I knew that was going to be the rest of her day, looking to stop the pain. It wouldn’t matter how, not anymore. So many promises broken, the ones to herself the ones that ate her up when she wasn’t floating. I smelt her too. A rancid seeping from her pores like a biological warning to stay clear. Or else you’ll get hurt. Nothing personal, just the way it is.

‘You have to do something’ I told her. Our old argument.

‘I will, my love, I will, but let me do this first’. A reflex response, not even hearing me enough to be irritated, wriggling the tights up over her hips before tugging down her dress.

Stepping forward, taking her by her arm above the elbow, away from her sores. Hating the thinness I felt before she pulled away. ‘There’s nothing out there to help me now.’ Her need and her fear riding her, spurring her. The anger at being obstructed, at my perseverance for a tired subject hot in her eyes. ‘I’ve got to see to myself first, you know that.’

I’d brought her to treatments. Collected her from them too. Watching her walk out as often as she was thrown despite her promises and good intentions. Her mother had long since passed from despair to anaesthetised indifference - her father hadn’t been part of her life since the pregnancy was discovered.

Arguments over medication, over rules or commitment, about being crow-barred into programmes that held no meaning for her, no relevance. It wasn’t a question of will, I knew all too well if she had to score, she’d score and that was that. It was… something more. Something fundamental that I could sense but not quite reach.

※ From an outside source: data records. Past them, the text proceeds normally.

PR #89, opened 2026-06-18
feat(scene): hardware-aware perception tiers with contract-sourced camera intrinsics

HeartLinked:
Depth back-projection scales every 3D point by fx/fy and offsets it by cx/cy. Feeding ConceptGraphs incorrect intrinsics silently places objects at the wrong map position.
Scene previously defaulted every camera to the Webots Tiago K intrinsics: That default is correct for simulation only. Any other camera produced misplaced objects without crashing or warning unless an operator manually set SCENE_CAMERA_INTRINSICS.

Detector selection was previously implemented as an inline if/elif on hub.has(...), which silently fell through to detector disabled when no camera was wired.This change extracts detector selection into a pure, testable probe that names the tier Scene runs and logs the plan once at startup.

Adds plan_perception(hub), returning a frozen PerceptionPlan that selects one of three tiers based on camera availability:
metric: RGB-D camera → ConceptGraphs
visual: RGB camera → VLM
geometric: no camera → detector disabled; occupancy_grid and goal_near remain available

### DIFF
--- a/capabilities/primitive/camera/intrinsics.v1.toml
+++ b/capabilities/primitive/camera/intrinsics.v1.toml
@@ -1,0 +1,32 @@
+# Static camera intrinsics (pinhole K + image size). The camera
+# primitive declares this so downstream consumers (scene's depth
+# back-projection, any 3D reconstruction) get the *real* per-deployment
+# intrinsics instead of guessing.
+#
+# Why this is a contract and not a hardcoded default:
+#   Depth back-projection scales every 3D point by fx/fy and offsets it
+#   by cx/cy. A consumer that assumes one camera's intrinsics (e.g. the
+#   Webots head camera) and is fed another camera's depth (a RealSense
+#   at a different resolution / FOV) places objects at systematically
+#   wrong map positions — silently, with no crash. Routing K through
+#   atlas means the consumer asks for `primitive/camera/intrinsics` and
+#   gets the geometry of whichever camera is actually wired in.
+#
+# Payload: sensor_msgs/CameraInfo — `k` is the 3x3 row-major intrinsic
+# matrix (`k[0]=fx`, `k[2]=cx`, `k[4]=fy`, `k[5]=cy`); `width`/`height`
+# are the image dimensions the matrix is calibrated for. These describe
+# the same optical frame as `primitive/camera/extrinsics` publishes
+# (i.e. the camera the RGB/depth streams come from).
+#
+# Cadence: TRANSIENT_LOCAL + RELIABLE (latched). Intrinsics are static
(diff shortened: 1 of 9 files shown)


enkerewpo:
## Review

Strong PR — clean design, defensive code, and well-documented. Sourcing intrinsics from a contract instead of a hardcoded default is the right call and directly removes a class of silent "objects placed at the wrong map position" bugs.

Verified the capability probe in isolation: ran `tests/test_capabilities.py` (pure Python, no ROS/atlas) — **5/5 pass** (metric / metric-degraded / visual / geometric / summary). The `plan_perception` extraction into a frozen `PerceptionPlan` is a nice testability win over the old inline `if hub.has(...)`.

### ⚠️ Behavioral change to confirm before merge
The metric path no longer has a hardcoded-K fallback: if no usable `primitive/camera/intrinsics` is wired, `_cam_info()` returns `None` and ConceptGraphs **waits** (`waiting for camera intrinsics`) — it produces **no objects** until intrinsics land. This is the correct trade (no silent mis-grounding), but it raises a hard requirement: **every deployment's camera primitive must now publish the intrinsics contract, or scene goes silent on the metric tier.**

- Webots is covered — this PR's `tiago_camera/driver.py` relays `/head_front_camera/rgb/camera_info` onto the latched contract topic, and the sim does publish `camera_info`.
- **Please confirm the real-robot camera primitive (MID-360 rig / RealSense) actually publishes `primitive/camera/intrinsics`.** If it doesn't, merging this makes the car's scene stop detecting objects (only a `WARN` + `waiting for camera intrinsics` in the logs). That's the one thing I'd nail down before merge.

### Minor: `grounding` label conflates two very different states
`PerceptionPlan.grounding` returns `"degraded"` when *either* intrinsics *or* pose is missing. But those degrade very differently:
- missing **pose** → falls back to tf2, **still produces objects**;
- missing **intrinsics** → detector **waits forever, zero output**.

Folding "works-but-coarse" and "produces-nothing" under one `degraded` label undersells the second. Consider distinguishing them (e.g. `degraded-pose` vs `no-intrinsics`) in the label / startup log so an operator can tell "grounding is rough" from "scene will never emit an object."

### Merge-order note vs #78
Both this PR and #78 (object persistence) edit `system/scene/scene_service/service.py` and `README.md`. Different concerns (perception dispatch vs persistence wiring), but they'll conflict on merge — whichever lands first, the other needs a rebase.

### Verdict
Code is sound and better-tested than most scene changes. Not blocking on style. The only real gate is confirming the real-robot intrinsics publisher exists; with that confirmed (or a documented fallback for cameras that can't publish CameraInfo), this is good to merge.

I don’t know what she saw in my face but she changed. A smile, sad, and her hand gentle on my cheek, fingers trailing as if tracing a stranger’s memory.

Sometimes, when she wanted to be held, we would still go to bed together. She would let me turn off the light and I would pull her close and stroke her hair until the pills took effect. Feel her bones against my body as she jerked and struggled against her dreams. Try not to recall how tranquil she lay upon me when we were young.

‘You don’t know, you can’t understand! Knowing it’s right there. Just waiting!’ Crying. Wanting me to accept.

‘You don’t know what it’s like to give in’. In the poor light from the street-lamp, her bed sheet had looked like a shroud against her pale skin. When I’d tucked it round her I’d felt like her undertaker.

I stood before her not knowing what to say. Feeling something should be said, hating myself for not having the words to make a difference. Terrified the odds would finally catch up with her. Maybe it would be a dirty needle, dirty dope, and she’d mainline rat poison or some quiet bacterium straight to her heart. Perhaps the stuff would be cut more than usual, cut less even and she would misjudge the dose. Take one pill too many beforehand. Maybe her body would grow too tired, too old.

Or maybe it would be the kamikaze couplings that did for her. AIDS something she didn’t like to think about much, voracious little genocide that wouldn’t kill her until it rotted her body alive first. Trying to shrug it off. She lay still as a corpse anyway she’d told me, the wine helping her talk, kept silent as the grave unless they wanted to hear her whimper and beg while they did their things and mouthed their hatred.

Trying not to count down to the inevitable bad-choice who’d be too heated or full of rage to stop. Too many men out there with a taste for blood and the sound of a woman’s pain.

So many terminal possibilities. The one thing I dreaded above all the one thing she wouldn’t talk about: that she would finally stop caring. My fears a weight on my chest that wouldn’t let me draw a full breath.

Making my decision. ‘I’m sorry,’ I told her, voice ragged, ‘I can’t do this anymore.’ But she was already lost to me, eyes flicking towards the phone, some plan forming behind her tears and pushing aside her sorrow. Needing me to be gone.

Nothing personal, just the way it was.